Namun, dengan hanya satu target, bahkan lebih dari dua puluh berkas sinar ini pun merupakan respons prioritas tinggi.
Siluet hitam itu berupa bola berdiameter 100 meter, meskipun wujud aslinya adalah Gurita Luar Angkasa dewasa berukuran 300 meter yang menggulung diri menjadi bola yang rapat—posisi pertahanan alami bagi organisme bertubuh lunak dalam kawanan tersebut.
Bentuk-bentuk besar dan matang ini membawa modul menara yang mampu menyerang target puluhan ribu kilometer jauhnya. Namun, karena tidak memiliki tungku atom, kemampuan tempur berkelanjutan mereka terbatas.

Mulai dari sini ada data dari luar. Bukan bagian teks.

PR #2956, opened 2018-07-10
add integration test for instance state in stateful processing

yaoliclshlmch:
This is a follow up of #2936  and #2938 .

Current white box topology structure integration test can check the DAG structure correctness. This PR aims to enable instance state check after checkpoint rollback in stateful processing. 

Test cases (following #2936 ):
7. Checkpoint rollback in stateful processing triggered by instance failure.

Running it locally:
scripts/run_integration_topology_test.sh


integration_test/src/java/org/apache/heron/integration_topology_test/common/AbstractTestTopology.java
```diff
@@ -82,12 +102,30 @@ public final void submit() throws AlreadyAliveException, InvalidTopologyExceptio
   }
 
   public final void submit(Config userConf) throws AlreadyAliveException, InvalidTopologyException {
-    TopologyBuilder builder = new TopologyBuilder();
-
-    Config conf = buildConfig(new BasicConfig());
-    if (userConf != null) {
-      conf.putAll(userConf);
+    if (this.httpServerResultsUrl == null) {
```
nlu90: this `if ... else ...` clause shares several common code, let's reuse the duplicate part.

integration_test/src/java/org/apache/heron/integration_topology_test/core/IStatefulBolt.java
```diff
@@ -0,0 +1,63 @@
...
+
+import org.apache.heron.api.bolt.BaseRichBolt;
+import org.apache.heron.api.bolt.OutputCollector;
+import org.apache.heron.api.state.State;
+import org.apache.heron.api.topology.IStatefulComponent;
+import org.apache.heron.api.topology.OutputFieldsDeclarer;
+import org.apache.heron.api.topology.TopologyContext;
+import org.apache.heron.api.tuple.Tuple;
+
+public class IStatefulBolt extends BaseRichBolt implements IStatefulComponent<String, Integer> {
```
nlu90: in heron's convention, the `I` prefix is used to indicate the type is an interface.

If it's not an interface, we can remove the `I` prefix.

integration_test/src/java/org/apache/heron/integration_topology_test/core/IStatefulSpout.java
```diff
@@ -0,0 +1,61 @@
...
+import java.util.Map;
+
+import org.apache.heron.api.spout.BaseRichSpout;
+import org.apache.heron.api.spout.SpoutOutputCollector;
+import org.apache.heron.api.state.State;
+import org.apache.heron.api.topology.IStatefulComponent;
+import org.apache.heron.api.topology.OutputFieldsDeclarer;
+import org.apache.heron.api.topology.TopologyContext;
+
+public class IStatefulSpout extends BaseRichSpout implements IStatefulComponent<String, Integer> {
```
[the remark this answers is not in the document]
nlu90: In heron's convention, the `I` prefix means that it's an interface. 

If it's not, we can remove the `I` prefix.

integration_test/src/python/topology_test_runner/resources/test.json
```diff
@@ -4,49 +4,56 @@
   "role" : "dummy_role",
   "env" : "dummy_env",
   "cliConfigPath" : "$HOME/.heron/conf",
-  "processingType" : "non_stateful",
+  "processingType" : "stateful",
```
nlu90: With the changes to this file, the normal topologies aren't tested?

integration_test/src/java/org/apache/heron/integration_topology_test/core/IStatefulSpout.java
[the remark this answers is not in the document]
yaoliclshlmch: I prefix removed.

integration_test/src/python/topology_test_runner/resources/test.json
yaoliclshlmch: No. This will only enable instance state check in stateful topologies, but won't disable DAG structure check for both normal and stateful topologies.

yaoliclshlmch:
@huijunwu 
_"The IdentityBolt ABSpout IntegrationTopologyTestBolt IntegrationTopologyTestSpout
look similar to classes in inregation_test directory. is there a way to reuse code"_
It is a little bit difficult, because they inherit from different class/interface and have different processing logic.

integration_test/src/java/org/apache/heron/integration_topology_test/common/AbstractTestTopology.java
yaoliclshlmch: Thanks! Fixed.

maosongfu:
+1 to Neng.
Normally, in the description we will:
1. Current status/Problem statement (Why we need this pull request)
2. What this pull request does 
3. How will the pull request solve the problem (, and how the new status will look like)
4. Test coverage? etc

Thanks

PR #2960, opened 2018-07-12
joshfischer/update k8s docs

joshfischer1108:
@kramasamy @cckellogg  This pr corrects the Kubernetes proxy urls for version K8's v1.10.0.  It also adds a few explicit disclaimers stating the version of Kubernetes they were verified with.  Please review.


cckellogg:
should we update all the tools templates to the new proxy urls too?
https://github.com/apache/incubator-heron/blob/master/deploy/kubernetes/helm/templates/tools.yaml
https://github.com/apache/incubator-heron/blob/master/deploy/kubernetes/minikube/tools.yaml
https://github.com/apache/incubator-heron/blob/master/deploy/kubernetes/general/tools.yaml

joshfischer1108:
@cckellogg Yes we should and glad you mentioned them.  It totally slipped my mind.  Just pushed them up.

joshfischer1108:
Also found a file at `heron/deploy/kubernetes/helm/templates/NOTES.txt` that needed some changes.  Not sure if that's used to dump to the console or not, so I updated the values to be sure.  Also, integration tests have failed on me three times in a row.  Are there still some race conditions that could be causing this?

PR #2961, opened 2018-07-12
package c++ .h and .a files

kramasamy:
for c++ topology development


scripts/packages/BUILD
```diff
@@ -2,38 +2,6 @@ package(default_visibility = ["//visibility:public"])
 
 load("@bazel_tools//tools/build_defs/pkg:pkg.bzl", "pkg_tar", "pkg_deb")
 
-load("//tools/rules:heron_client.bzl", "heron_client_bin_files")
```
Code0x58: it looks like these rules could be removed as well

PR #2962, opened 2018-07-12
[WIP] Enable instances and ckptmgr transferring state via local disk

nlu90:
During our test, we found that if a state is too large (>~64MB), the original checkpointing mechanism fails. The actual state will be packed in the protobuf message and transmitted through the network. Once it's large enough, the receiver will have problems parsing the IncomingPacket, which causes the connection to be closed. And it fails the whole checkpointing process.

This PR solves this problem by introducing the state spilling feature. With the feature turned on, the actual state will be spilled to local disk and only the state location information is transmitted through the network. This ensures the checkpointing works for even very large states.

Tested with internal topologies.

### DIFF
--- a/.travis.yml
+++ b/.travis.yml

Setelah menghabiskan sebagian besar energi yang mereka simpan dalam beberapa serangan, makhluk-makhluk ini akan mundur ke bawah tanah untuk mengisi ulang energi. Meskipun fasilitas permukaan kawanan tersebut telah dihancurkan oleh hulu ledak nuklir taktis Daqi, daya ledak mereka yang terbatas gagal menembus jauh ke bawah tanah, tempat kawanan tersebut unggul dalam membangun tempat perlindungan yang aman.
Oleh karena itu, ketika Tubuh Primordial direduksi menjadi status “tua, lemah, dan lumpuh”, bentuk-bentuk besar dan matang ini termasuk di antara sedikit aset yang masih beroperasi, dan mereka sangat berguna pada saat itu.